Aim of the task - Below is some data. Retype exactly the lines starting at the one with "Thanks for the" and ending at the one with "- the Dev Container, pre-commit, cache".

Excerpted records -

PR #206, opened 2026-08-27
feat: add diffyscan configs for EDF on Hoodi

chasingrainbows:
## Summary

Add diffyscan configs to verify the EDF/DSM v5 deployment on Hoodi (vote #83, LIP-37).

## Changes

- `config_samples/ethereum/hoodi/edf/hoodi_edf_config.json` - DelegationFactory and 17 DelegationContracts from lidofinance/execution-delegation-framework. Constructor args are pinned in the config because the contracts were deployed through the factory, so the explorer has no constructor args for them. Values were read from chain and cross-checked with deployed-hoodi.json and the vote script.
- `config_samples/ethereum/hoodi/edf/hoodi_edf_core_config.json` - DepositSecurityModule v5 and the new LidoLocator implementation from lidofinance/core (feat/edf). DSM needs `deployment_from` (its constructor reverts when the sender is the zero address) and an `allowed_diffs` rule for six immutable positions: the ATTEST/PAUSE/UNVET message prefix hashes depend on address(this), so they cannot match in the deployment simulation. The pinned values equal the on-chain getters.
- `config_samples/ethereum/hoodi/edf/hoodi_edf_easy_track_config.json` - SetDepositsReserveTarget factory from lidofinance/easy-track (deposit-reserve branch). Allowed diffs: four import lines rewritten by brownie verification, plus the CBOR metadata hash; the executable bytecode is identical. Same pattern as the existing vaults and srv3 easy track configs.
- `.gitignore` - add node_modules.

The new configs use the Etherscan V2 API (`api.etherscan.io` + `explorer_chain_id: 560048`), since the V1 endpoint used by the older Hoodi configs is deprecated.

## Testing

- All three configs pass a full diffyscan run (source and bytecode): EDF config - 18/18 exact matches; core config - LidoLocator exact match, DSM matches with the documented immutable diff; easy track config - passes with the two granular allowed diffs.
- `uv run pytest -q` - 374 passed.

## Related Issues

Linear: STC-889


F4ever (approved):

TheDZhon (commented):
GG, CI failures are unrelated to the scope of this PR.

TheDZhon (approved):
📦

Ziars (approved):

* * *

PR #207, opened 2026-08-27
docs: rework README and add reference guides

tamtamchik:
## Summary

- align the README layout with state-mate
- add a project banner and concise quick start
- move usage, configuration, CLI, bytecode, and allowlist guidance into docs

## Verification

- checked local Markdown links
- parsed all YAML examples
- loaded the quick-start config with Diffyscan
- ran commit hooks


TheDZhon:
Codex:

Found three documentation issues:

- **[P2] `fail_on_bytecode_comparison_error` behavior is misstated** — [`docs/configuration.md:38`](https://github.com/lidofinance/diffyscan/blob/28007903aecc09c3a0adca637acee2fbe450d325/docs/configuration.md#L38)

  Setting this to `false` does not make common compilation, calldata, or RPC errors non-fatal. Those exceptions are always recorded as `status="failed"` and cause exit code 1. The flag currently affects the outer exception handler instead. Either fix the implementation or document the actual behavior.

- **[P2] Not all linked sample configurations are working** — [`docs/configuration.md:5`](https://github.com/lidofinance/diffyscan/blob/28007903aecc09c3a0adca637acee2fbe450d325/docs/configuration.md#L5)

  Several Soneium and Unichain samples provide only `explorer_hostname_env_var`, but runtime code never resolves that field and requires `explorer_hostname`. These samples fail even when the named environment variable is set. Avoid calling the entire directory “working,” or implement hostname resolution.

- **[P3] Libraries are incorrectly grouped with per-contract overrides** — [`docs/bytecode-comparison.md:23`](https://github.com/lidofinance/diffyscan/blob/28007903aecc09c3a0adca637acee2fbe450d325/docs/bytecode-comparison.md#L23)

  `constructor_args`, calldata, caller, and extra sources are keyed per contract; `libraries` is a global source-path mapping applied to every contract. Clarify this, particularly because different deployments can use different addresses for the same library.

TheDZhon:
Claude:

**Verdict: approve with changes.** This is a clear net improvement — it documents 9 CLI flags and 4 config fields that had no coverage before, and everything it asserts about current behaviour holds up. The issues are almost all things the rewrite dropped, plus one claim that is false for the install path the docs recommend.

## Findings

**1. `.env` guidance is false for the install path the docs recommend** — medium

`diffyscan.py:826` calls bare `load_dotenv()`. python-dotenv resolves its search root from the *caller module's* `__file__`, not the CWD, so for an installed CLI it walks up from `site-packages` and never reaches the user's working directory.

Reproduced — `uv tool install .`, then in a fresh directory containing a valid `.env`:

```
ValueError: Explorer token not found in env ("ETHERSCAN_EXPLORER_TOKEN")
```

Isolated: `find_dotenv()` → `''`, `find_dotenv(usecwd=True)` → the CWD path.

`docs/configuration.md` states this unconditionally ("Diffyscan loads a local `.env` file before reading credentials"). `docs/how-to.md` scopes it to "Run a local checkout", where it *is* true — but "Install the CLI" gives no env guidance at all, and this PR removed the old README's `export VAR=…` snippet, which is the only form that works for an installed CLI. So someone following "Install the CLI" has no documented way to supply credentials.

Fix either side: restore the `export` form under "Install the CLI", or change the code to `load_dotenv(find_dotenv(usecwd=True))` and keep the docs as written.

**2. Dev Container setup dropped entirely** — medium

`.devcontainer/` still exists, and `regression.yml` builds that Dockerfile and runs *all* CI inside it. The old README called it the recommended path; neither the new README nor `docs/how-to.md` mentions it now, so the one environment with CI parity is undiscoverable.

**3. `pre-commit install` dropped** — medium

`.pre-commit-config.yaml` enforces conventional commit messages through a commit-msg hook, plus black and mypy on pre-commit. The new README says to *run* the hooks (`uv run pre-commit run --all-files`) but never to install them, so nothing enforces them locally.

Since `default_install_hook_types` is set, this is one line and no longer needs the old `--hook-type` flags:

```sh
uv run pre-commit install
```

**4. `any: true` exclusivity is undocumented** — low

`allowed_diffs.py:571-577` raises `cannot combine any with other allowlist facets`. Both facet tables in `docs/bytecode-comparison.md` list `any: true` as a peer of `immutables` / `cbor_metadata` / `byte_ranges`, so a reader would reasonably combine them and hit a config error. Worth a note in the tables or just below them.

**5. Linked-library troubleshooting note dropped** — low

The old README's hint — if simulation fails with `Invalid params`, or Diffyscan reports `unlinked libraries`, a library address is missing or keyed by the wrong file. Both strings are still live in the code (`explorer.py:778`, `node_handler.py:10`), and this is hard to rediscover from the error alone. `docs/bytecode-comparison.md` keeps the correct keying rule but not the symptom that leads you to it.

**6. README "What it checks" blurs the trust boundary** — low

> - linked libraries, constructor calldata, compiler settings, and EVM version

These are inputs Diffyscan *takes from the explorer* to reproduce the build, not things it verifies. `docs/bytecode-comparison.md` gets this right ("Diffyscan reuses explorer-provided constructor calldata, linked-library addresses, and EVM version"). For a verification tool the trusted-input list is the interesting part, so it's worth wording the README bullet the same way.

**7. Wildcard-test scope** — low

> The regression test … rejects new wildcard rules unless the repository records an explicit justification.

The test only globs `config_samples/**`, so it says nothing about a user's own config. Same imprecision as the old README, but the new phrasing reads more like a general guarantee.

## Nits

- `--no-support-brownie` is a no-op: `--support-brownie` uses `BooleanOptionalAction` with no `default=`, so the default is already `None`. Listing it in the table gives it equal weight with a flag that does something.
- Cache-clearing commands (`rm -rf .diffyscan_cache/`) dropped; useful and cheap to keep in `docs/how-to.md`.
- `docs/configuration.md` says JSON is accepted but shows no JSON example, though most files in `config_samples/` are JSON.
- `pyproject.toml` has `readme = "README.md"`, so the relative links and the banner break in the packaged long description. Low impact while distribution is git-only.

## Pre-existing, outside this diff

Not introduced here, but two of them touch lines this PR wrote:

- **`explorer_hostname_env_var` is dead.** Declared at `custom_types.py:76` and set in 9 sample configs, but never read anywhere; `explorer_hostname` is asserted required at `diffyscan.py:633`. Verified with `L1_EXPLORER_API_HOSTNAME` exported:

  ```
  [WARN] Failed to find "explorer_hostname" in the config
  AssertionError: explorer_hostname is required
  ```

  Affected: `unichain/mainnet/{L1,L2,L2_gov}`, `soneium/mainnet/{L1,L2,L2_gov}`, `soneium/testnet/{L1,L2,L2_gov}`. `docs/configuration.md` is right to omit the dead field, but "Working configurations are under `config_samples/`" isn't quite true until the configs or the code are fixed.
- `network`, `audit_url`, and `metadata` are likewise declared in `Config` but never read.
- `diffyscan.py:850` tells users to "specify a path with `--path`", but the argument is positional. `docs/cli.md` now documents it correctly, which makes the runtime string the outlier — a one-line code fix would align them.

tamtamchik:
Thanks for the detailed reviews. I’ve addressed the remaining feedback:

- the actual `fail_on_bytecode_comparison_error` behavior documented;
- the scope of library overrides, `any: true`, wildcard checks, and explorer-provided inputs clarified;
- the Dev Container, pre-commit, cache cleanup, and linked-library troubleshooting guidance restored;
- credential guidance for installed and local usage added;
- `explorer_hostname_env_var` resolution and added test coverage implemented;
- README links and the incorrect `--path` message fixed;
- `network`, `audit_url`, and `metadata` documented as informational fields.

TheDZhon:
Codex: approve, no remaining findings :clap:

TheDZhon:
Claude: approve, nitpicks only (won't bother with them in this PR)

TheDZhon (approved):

Task response -
Thanks for the detailed reviews. I’ve addressed the remaining feedback:

- the actual `fail_on_bytecode_comparison_error` behavior documented;
- the scope of library overrides, `any: true`, wildcard checks, and explorer-provided inputs clarified;
- the Dev Container, pre-commit, cache cleanup, and linked-library troubleshooting guidance restored;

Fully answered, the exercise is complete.